Your instructions — Search each line of the data for the word "import"; copy every line where it is found.
———
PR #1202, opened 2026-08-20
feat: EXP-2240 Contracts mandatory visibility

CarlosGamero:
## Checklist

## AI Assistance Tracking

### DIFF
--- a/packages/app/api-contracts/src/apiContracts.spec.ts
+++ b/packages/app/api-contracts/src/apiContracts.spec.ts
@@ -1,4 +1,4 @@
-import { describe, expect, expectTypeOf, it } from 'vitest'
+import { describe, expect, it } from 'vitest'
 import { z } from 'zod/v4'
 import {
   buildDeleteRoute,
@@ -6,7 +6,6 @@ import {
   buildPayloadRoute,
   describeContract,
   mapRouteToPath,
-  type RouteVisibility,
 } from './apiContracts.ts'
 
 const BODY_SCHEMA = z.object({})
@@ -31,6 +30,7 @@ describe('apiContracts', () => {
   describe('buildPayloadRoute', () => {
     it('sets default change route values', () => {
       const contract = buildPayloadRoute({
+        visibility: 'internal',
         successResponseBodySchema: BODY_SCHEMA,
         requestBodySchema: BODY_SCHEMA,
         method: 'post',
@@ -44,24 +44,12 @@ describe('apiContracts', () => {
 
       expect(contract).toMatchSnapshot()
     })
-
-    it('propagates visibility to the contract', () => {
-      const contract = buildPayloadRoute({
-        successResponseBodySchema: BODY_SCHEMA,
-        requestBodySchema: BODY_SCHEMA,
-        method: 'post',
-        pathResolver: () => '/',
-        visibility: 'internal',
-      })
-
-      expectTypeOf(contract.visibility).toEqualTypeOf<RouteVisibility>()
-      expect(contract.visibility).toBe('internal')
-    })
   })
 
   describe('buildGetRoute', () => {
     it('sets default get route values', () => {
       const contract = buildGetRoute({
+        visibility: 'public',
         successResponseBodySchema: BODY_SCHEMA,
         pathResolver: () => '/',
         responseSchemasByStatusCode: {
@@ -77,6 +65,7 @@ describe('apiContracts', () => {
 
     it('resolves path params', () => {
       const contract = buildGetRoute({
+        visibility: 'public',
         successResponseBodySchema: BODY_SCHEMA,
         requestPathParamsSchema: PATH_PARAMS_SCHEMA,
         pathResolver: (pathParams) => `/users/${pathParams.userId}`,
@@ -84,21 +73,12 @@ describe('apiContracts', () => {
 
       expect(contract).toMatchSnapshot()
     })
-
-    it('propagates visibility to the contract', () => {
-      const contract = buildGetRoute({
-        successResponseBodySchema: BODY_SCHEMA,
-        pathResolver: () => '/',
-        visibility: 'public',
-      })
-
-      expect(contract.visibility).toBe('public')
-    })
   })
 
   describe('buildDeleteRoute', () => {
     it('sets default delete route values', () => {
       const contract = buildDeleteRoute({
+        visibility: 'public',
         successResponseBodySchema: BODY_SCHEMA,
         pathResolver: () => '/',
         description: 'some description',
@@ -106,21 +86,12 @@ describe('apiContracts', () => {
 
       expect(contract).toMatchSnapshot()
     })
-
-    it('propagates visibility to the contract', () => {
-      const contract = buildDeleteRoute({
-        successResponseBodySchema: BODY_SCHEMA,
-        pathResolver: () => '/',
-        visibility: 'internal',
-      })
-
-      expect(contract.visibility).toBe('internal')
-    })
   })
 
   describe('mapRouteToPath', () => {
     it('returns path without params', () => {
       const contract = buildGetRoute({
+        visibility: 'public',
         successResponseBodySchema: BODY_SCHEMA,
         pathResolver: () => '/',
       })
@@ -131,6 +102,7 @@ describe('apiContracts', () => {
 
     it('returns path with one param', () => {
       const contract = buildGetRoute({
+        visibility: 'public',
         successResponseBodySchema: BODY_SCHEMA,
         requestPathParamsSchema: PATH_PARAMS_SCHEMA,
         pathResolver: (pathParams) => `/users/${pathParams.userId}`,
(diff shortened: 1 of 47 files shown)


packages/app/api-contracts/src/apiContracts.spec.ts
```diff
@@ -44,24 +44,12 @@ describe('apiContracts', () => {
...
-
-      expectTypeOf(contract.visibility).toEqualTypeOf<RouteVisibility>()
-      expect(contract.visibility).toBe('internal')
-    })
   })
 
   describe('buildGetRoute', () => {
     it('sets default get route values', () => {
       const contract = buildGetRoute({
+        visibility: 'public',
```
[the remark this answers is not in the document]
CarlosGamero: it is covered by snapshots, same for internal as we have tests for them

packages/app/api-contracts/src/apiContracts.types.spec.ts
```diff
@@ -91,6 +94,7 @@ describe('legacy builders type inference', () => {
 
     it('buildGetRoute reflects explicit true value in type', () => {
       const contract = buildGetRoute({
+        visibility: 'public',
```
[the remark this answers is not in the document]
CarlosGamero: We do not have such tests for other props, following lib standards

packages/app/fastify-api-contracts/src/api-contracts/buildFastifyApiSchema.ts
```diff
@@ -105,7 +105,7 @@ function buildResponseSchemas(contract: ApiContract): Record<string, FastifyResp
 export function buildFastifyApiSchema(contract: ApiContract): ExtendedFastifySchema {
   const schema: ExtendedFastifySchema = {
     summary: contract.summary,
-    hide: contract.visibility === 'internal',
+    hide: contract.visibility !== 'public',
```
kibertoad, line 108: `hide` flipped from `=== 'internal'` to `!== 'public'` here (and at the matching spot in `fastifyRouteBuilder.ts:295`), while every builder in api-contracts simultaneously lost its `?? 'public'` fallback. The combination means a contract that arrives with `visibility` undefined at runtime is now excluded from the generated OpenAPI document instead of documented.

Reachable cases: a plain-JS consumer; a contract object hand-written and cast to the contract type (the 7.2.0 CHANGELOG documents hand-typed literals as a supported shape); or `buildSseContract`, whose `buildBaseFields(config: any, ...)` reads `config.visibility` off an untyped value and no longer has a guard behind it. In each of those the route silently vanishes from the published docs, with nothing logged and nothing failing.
———
Task output —
-import { describe, expect, expectTypeOf, it } from 'vitest'
+import { describe, expect, it } from 'vitest'
 import { z } from 'zod/v4'
 import {
@@ -6,7 +6,6 @@ import {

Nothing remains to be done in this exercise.